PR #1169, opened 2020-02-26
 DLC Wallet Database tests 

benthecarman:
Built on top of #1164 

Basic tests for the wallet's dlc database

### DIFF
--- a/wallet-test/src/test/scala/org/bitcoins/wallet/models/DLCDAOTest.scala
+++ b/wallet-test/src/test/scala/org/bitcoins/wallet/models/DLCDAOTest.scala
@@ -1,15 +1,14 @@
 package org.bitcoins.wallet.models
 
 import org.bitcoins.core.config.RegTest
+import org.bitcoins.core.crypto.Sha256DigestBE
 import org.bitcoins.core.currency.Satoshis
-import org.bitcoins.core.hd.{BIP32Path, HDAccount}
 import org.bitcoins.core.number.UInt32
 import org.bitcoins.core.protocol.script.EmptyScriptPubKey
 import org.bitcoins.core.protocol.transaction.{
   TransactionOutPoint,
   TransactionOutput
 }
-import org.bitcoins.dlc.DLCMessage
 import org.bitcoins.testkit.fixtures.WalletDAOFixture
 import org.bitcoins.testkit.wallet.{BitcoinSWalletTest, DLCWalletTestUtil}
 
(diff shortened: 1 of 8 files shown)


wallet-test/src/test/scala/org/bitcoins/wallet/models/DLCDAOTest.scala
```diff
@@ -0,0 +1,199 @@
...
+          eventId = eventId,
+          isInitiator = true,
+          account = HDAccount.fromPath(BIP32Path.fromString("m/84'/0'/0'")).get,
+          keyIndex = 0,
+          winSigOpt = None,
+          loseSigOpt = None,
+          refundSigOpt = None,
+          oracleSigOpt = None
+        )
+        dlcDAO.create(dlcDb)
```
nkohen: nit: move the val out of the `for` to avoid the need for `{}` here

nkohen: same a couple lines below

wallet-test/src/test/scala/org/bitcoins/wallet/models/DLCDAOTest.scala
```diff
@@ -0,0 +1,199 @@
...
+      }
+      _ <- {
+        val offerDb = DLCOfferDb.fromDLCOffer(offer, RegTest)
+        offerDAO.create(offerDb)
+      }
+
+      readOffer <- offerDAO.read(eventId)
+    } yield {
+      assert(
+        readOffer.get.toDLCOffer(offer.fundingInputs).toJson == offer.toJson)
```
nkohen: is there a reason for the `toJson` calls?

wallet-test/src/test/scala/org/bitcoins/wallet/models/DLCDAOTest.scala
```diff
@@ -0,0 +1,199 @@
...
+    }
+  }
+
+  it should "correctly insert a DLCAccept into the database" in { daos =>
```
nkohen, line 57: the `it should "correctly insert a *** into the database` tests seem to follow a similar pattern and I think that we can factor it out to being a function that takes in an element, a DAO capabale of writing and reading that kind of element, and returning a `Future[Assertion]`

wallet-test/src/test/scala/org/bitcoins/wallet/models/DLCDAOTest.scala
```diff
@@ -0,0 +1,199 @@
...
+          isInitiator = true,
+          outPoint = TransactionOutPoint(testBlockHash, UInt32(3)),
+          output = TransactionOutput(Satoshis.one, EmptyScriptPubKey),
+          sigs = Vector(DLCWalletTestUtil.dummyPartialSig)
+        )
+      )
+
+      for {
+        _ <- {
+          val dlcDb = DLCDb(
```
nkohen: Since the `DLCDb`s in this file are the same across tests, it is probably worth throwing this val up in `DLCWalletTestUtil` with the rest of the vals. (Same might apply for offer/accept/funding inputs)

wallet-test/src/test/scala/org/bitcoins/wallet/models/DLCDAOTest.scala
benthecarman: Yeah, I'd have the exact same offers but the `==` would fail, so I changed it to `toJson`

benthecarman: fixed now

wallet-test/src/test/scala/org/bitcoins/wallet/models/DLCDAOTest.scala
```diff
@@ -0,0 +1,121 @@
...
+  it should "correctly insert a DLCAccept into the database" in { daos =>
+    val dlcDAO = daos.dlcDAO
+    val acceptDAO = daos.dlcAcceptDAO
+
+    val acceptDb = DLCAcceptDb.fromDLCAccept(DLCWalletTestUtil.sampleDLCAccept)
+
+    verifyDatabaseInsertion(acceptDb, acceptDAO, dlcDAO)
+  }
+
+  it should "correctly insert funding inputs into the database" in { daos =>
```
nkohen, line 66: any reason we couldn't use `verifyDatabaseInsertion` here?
————
**TASK DIRECTIONS:** Within the entries above, find each line where "TransactionOutPoint" appears; copy every one.

**SOLVED PROBLEM:**
   TransactionOutPoint,
+          outPoint = TransactionOutPoint(testBlockHash, UInt32(3)),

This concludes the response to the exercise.